(Beginning of Source information)
PR #289, opened 2018-06-14
break out docker_prefix var and update README

dcritch:
This PR splits out the docker_registry variable better to align with upstream kubevirt vs. what we want to control.

Also updated README to reflect new vars.

### DIFF
--- a/roles/kubevirt/defaults/main.yml
+++ b/roles/kubevirt/defaults/main.yml
@@ -1,6 +1,7 @@
 namespace: "kube-system"
 registry_url: "docker.io"
-docker_prefix: "{{ registry_url }}/kubevirt"
+registry_namespace: "kubevirt"
+docker_prefix: "{{ registry_url }}/{{ registry_namespace }}"
 cluster: "openshift"
 apb_action: "provision"
 release_manifest_url: "https://github.com/kubevirt/kubevirt/releases/download"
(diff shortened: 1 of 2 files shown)


roles/kubevirt/defaults/main.yml
```diff
@@ -1,6 +1,7 @@
 namespace: "kube-system"
 registry_url: "docker.io"
-docker_prefix: "{{ registry_url }}/kubevirt"
+registry_namespace: "kubevirt"
```
alexxa: I don't see `registry_namespace` variable in roles/kubevirt/README.md. 
Should it be `registry_prefix` maybe?

roles/kubevirt/defaults/main.yml
```diff
@@ -1,6 +1,7 @@
...
+docker_prefix: "{{ registry_url }}/{{ registry_namespace }}"
```
alexxa: The same here. `registry_url` maybe?

dcritch:
@alexxa nope, you're right... I typo'ed when adding to README. it should be registry_namespace in vars file and README.

I think registry_url was fine though, or maybe I don't follow.

alexxa:
@dcritch and what about updating kubevirt.yaml.j2 [L391](https://github.com/kubevirt/kubevirt-ansible/blob/master/roles/kubevirt/templates/kubevirt.yaml.j2#L391) and [L428](https://github.com/kubevirt/kubevirt-ansible/blob/master/roles/kubevirt/templates/kubevirt.yaml.j2#L428)?

dcritch:
@alexxa I'm not sure I follow. We are temporarily carrying that j2 in our repo, but is generated by kubevirt [0]. They use `{{ docker_prefix }}/virt-controller:{{docker_tag}}` but since we want to be able to specify both the registry URL and namespace/org, I exposed it as `docker_prefix: {{ registry_url }}/{{ registry_namespace }}`

[0] https://github.com/kubevirt/kubevirt/pull/1116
(End of Source information)
▸ **The problem**
Please make an exact copy of the entries, down to the last character.

▸ **Answer section**
PR #289, opened 2018-06-14
break out docker_prefix var and update README

dcritch:
This PR splits out the docker_registry variable better to align with upstream kubevirt vs. what we want to control.

Also updated README to reflect new vars.

### DIFF
--- a/roles/kubevirt/defaults/main.yml
+++ b/roles/kubevirt/defaults/main.yml
@@ -1,6 +1,7 @@
 namespace: "kube-system"
 registry_url: "docker.io"
-docker_prefix: "{{ registry_url }}/kubevirt"
+registry_namespace: "kubevirt"
+docker_prefix: "{{ registry_url }}/{{ registry_namespace }}"
 cluster: "openshift"
 apb_action: "provision"
 release_manifest_url: "https://github.com/kubevirt/kubevirt/releases/download"
(diff shortened: 1 of 2 files shown)


roles/kubevirt/defaults/main.yml
```diff
@@ -1,6 +1,7 @@
 namespace: "kube-system"
 registry_url: "docker.io"
-docker_prefix: "{{ registry_url }}/kubevirt"
+registry_namespace: "kubevirt"
```
alexxa: I don't see `registry_namespace` variable in roles/kubevirt/README.md. 
Should it be `registry_prefix` maybe?

roles/kubevirt/defaults/main.yml
```diff
@@ -1,6 +1,7 @@
...
+docker_prefix: "{{ registry_url }}/{{ registry_namespace }}"
```
alexxa: The same here. `registry_url` maybe?

dcritch:
@alexxa nope, you're right... I typo'ed when adding to README. it should be registry_namespace in vars file and README.

I think registry_url was fine though, or maybe I don't follow.

alexxa:
@dcritch and what about updating kubevirt.yaml.j2 [L391](https://github.com/kubevirt/kubevirt-ansible/blob/master/roles/kubevirt/templates/kubevirt.yaml.j2#L391) and [L428](https://github.com/kubevirt/kubevirt-ansible/blob/master/roles/kubevirt/templates/kubevirt.yaml.j2#L428)?

dcritch:
@alexxa I'm not sure I follow. We are temporarily carrying that j2 in our repo, but is generated by kubevirt [0]. They use `{{ docker_prefix }}/virt-controller:{{docker_tag}}` but since we want to be able to specify both the registry URL and namespace/org, I exposed it as `docker_prefix: {{ registry_url }}/{{ registry_namespace }}`

[0] https://github.com/kubevirt/kubevirt/pull/1116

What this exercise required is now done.